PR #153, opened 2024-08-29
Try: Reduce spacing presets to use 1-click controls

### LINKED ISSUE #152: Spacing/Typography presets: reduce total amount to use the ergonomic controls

----------------

→ ACTIVITY
Every line of the data is to be printed again exactly.

→ ANSWER TO THIS EXERCISE
PR #153, opened 2024-08-29
Try: Reduce spacing presets to use 1-click controls

### LINKED ISSUE #152: Spacing/Typography presets: reduce total amount to use the ergonomic controls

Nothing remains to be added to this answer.